I truly believe that reading is the critical factor to all learning. If you can read, you can learn anything. So if you only have 10 or 15 minutes a day to spend on your child’s Mandarin Chinese, please pick up a book and read with them.
Why track your children’s reading progress?
Perhaps you only have one child, and you know exactly when, what and how they are reading. Lucky you! To be able to have that clarity! Well, for fellow homeschoolers like me, who have more than 1 children, this is a quick and useful way to
- Know what level they are reading at
- Helps you plan for the next stage of guided reading
- Ensure they are reading DAILY
- Makes you accountable for their reading
Bet you didn’t see the last one coming, did you? As a parent, unfortunately the responsibility of your child’s learning is highly dependent on you. So if you forget to read with them that day, you know, because it’s not recorded!
*Please note that in this scenario, I am tracking the children’s independent Mandarin Chinese reading skills, and not the books I am reading to them.
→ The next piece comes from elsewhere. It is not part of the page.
PR #758, opened 2022-11-17
[Merged by Bors] - fix: possible cases where we don't close fds correctly

aviramha:


mirrord/layer/src/lib.rs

The difference is I am tracking their reading proficiency.
What is Reading Proficiency?
Reading proficiency is more than just reading a book and reading the words out loud. There are people who can read Chinese words (especially with pinyin aid) and have no idea what the words mean.
Reading proficiency simply is
- Decoding skills that enable children to read a text
- meaning-making or comprehension skills that enable children to understand, engage and get involved with a piece of text.
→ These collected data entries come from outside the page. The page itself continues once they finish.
PR #759, opened 2022-11-18
[Merged by Bors] - Intercept argv and remove mirrord's temp dir

t4lz:
When an executable script `my_script` with a shebang `#!/usr/bin/env some_interpreter` is executed, it resolves to 
```bash
/usr/bin/env some_interpreter my_script
```
So currently if we patch it and save a patch version in `mirrord-tmp/`, running `/mirrord-tmp/my_script` resolves to 
```bash
/usr/bin/env some_interpreter /mirrord-temp/my_script
```
so what then happens when we run `my_script` with the mirrord CLI (if `some_interpreter` is a binary executable that does not have SIP):
1. We read `my_script` and its shebang.
2. We create a version of `my_script` in `/mirrrord-tmp/path/to/my_script` with the shebang `#!/mirrord-tmp/usr/bin/env some_interpreter`, and create a SIP-free version of `env` in `/mirrord-tmp/usr/bin/env`.
3. We execute `/mirrrord-tmp/path/to/my_script` which resolves to `/mirrord-tmp/usr/bin/env my_interpreter /mirrrord-tmp/path/to/my_script`
4. patched `env` is executed with loaded layer.
5. `env` calls `execve` with path `my_interpreter` and argv: `["my_interpreter", "/mirrrord-tmp/path/to/my_script"]`.

This is a problem when running `node` as the interpreter (`#!/usr/bin/env node`), since node determines the location of modules relatively to the executed file, which it receives as an argument (here argv[1]). In our example node would search for modules relative to `/mirrrord-tmp/path/to/my_script`, instead of relative to `/path/to/my_script`.
This PR suggests a mitigation that problem: 
In the `execve` hook: go over the arguments in `argv` and strip the path to our temp directory from them if it's there.

That way node reads the original script, not the patched one, and can find the required modules.

### DIFF
--- a/mirrord/layer/src/exec.rs
+++ b/mirrord/layer/src/exec.rs
@@ -1,16 +1,22 @@
 #![cfg(target_os = "macos")]
 
-use std::ffi::{CStr, CString};
+use std::{
+    env,
+    ffi::{CStr, CString},
+};
 
 use frida_gum::interceptor::Interceptor;
 use libc::{c_char, c_int};
 use mirrord_layer_macro::hook_guard_fn;
-use mirrord_sip::{sip_patch, SipError};
-use tracing::{trace, warn};
+use mirrord_sip::{sip_patch, SipError, TMP_DIR_ENV_VAR_NAME};
+use null_terminated::Nul;
+use tracing::{debug, log::error, warn};
 
 use crate::{
     detour::{
-        Bypass::{ExecOnNonExistingFile, NoSipDetected},
+        Bypass::{
+            ExecOnNonExistingFile, NoSipDetected, NoTempDirInArgv, TempDirEnvVarNotSet, TooManyArgs,
+        },
         Detour,
         Detour::{Bypass, Error, Success},
     },
@@ -18,6 +24,8 @@ use crate::{
     file::ops::str_from_rawish,
     replace,
 };
+
+static MAX_ARGC: usize = 16;
 
 pub(crate) unsafe fn enable_execve_hook(interceptor: &mut Interceptor) {
     let _ = replace!(interceptor, "execve", execve_detour, FnExecve, FN_EXECVE);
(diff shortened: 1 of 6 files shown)


t4lz:
With this change, the user needs to make sure the script they are running is excluded from FS hooks.
Before this change node would read the patched version of the script, which was in a directory that the sip patch code added to excluded directories. So if you would put your script in an included path, you could still run it on mac because of this side effect of the sip patch. Now if you try to run a script that is in a path that is included in FS ops, it will fail both on linux and mac. This seems like correct behaviour to me. To ensure good user experience I suggest we add the path of the executable (binary or script) the user is running to the excluded files at the start of the run (in a separate PR).

t4lz:
No changelog entry because the bug was not yet released.

mirrord/layer/src/exec.rs
```diff
@@ -19,6 +25,8 @@ use crate::{
     replace,
 };
 
+static MAX_ARGC: usize = 16;
```
aviramha, line 28: why 16?

aviramha:
Need to add it to `cli`'s exec as well.

mirrord/layer/src/exec.rs
t4lz: Just seemed high enough to me. When there are more args we bypass the argv interception.
Do you think it should be greater? How much?

aviramha: 254 and I think it needs to be a const not static

t4lz: cool, thanks!

t4lz:
> Need to add it to `cli`'s exec as well.

Now using the original executable as `argv[0]`, but I wouldn't change the other args to `execvp` as they are supplied by the user. Anyway I think it does not affect the actual issue we're dealing with.

The theoretical remaining questions is what happens in an imaginary situation where node itself is SIP (I think it's usually not) and we run a script at `/path/to/script.js` that starts with:
```
#!/bin/node
```

We would patch node at `/mirrord-temp/bin/node` and create `/mirrord-temp/path/to/script.js` with:
```
#!/mirrord-temp/bin/node
```

Then call `execvp` with:
`path`: `"/mirrord-temp/path/to/script.js"`
`argv`: `["/path/to/script.js"]`

Which would result in the execution of `/mirrord-temp/bin/node` with `/mirrord-temp/path/to/script.js` (even though we have `/path/to/script.js` in `argv[0]`). If there is an extra call to `execve` there, it's before we have any hooks.
Node would then read and interpret `/mirrord-temp/path/to/script.js` and would not find modules that are `required` with a relative path.
I don't know how important that remaining problem is, but if it is important, a possible solution I can think of is:
Instead of running the patched script and letting shebang resolving occur naturally, we parse the shebang and execute 
`interpreter script` directly. In the example from before that would mean call `execvp` with:
`path`: `"/mirrord-temp/bin/node"` (patched binary interpreter)
`argv`: `["/bin/node", "/path/to/script.js"]` (original script)

I'm not sure what happens with arguments if we take this approach. Like is everything guaranteed to go as we would hope if we run `/usr/bin/env node script.js arg-a arg-b arg-c` and more generally `/usr/bin/env interpreter script arg-a arg-b arg-c` or `/my/interpreter script arg-a arg-b arg-c`

aviramha (approved):
bors r+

(Definition from Financial Express)
Example: for the sentence 我们在一起看星星. A child will first, need to know that the language is Chinese, decode and process that sentence in Chinese, recognise that 我们 means we, 一起 means together, 看 means to see 星星 means star. And finally piece that information together meaningfully as “We are stargazing together.”
To facilitate reading proficiency, you have to do more than get your child/children to read. You also have to take time to explain the meaning of the words, brainstorm related words, give them associations, ask questions about the text, translate in English etc.
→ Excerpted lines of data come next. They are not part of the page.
Issue #756, opened 2022-11-17
mirrord crashes when running `bash -i`


eyalb181:
### Bug Description

The following error is displayed (full logs attached under Additional Info):
`malloc: unknown:0: assertion botched
malloc: block on free list clobbered
Aborting..../.workspace/runtime/src/shell.sh: line 6: 383940 Aborted                 (core dumped)`

It's not a memory thing though.

### Steps to Reproduce

Run `bash -i` with mirrord

### Your operating system and version

TBD (some Linux)

### Local process

bash

### Additional Info

[mirrord-bash.log.txt](https://github.com/metalbear-co/mirrord/files/10034026/mirrord-bash.log.txt)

Chinese Reading Proficiency Record
Ok, so back to my original issue: not knowing what level, what book, where my children’s reading proficiency is at. To alleviate this problem, I have created this simple reading record booklet. Whenever the children have independently read a book, either with me, or by themselves, I note it down.
There are four columns:
- Date 日期
- Book Title 书名
- Level 等级
- Read independently 自己读
The last column is super useful to guide you on your future book selections for your child. For example, if you child is reading at the most basic level and not independent, you should stick to this level of a while. Also, re-read the book at a later day. Some children can repeatedly read the same books consecutively, some children might find it very boring.
How to use this Chinese Reading Proficiency Record to inform your home reading program
Here are three (very different) reading records of my three children.
Take Da Bao’s reading record as an example: He is currently reading independently at an intermediate stage. He is reading Sage Books Basic Chinese 500 , Odonata Reader level B/C on the Wawayaya JoyReader Pro app. Rather than move up to the next level quickly, I prefer to broaden the leveled readers he read, so that he can build a stronger Chinese foundation.
Once a month, I will sit down with him, randomly pick books at his reading level, and simply listen to him read. It can be immensely rewarding for your child to be able to read to you. In return, perhaps he/she can pick a book of their choice and you can read to them!
Apart from tracking their reading level, checking the books they select can also gives me insight into their current interests and how I can use that to expand their Chinese learning. Subsequently, I can then find more interesting books for them to either read on these e-books app, or put them on my ever-growing Chinese books wishlist.
For books they find challenging to read on their own, I make a little mark next to the book to indicate that we should practise reading it again.
A surprising positive effect this has had on my children is that they want to read more to fill up the pages!
In the 5 months since I started keeping track, Da Bao (7YO) has read 111 books, Er Bao (5YO) 65 books and Xiao Bao (3.5YO) 178 books! (Xiao Bao’s books are easier, and she sometimes plow through 10 in one reading session)
If you scrutinise the records and look at what my children are reading, you see that the reading levels can jump up or down. I tend to go with the flow and read easier books if my children are feeling more restless than usual. There are also days where they are reading 10 books in one session. So generally, i don’t force them to read. I enforce a daily reading schedule. See the difference?
So there you have it. A simple, quick and effective way of tracking your child’s reading proficiency!
Where can I download this Chinese Reading Proficiency Record?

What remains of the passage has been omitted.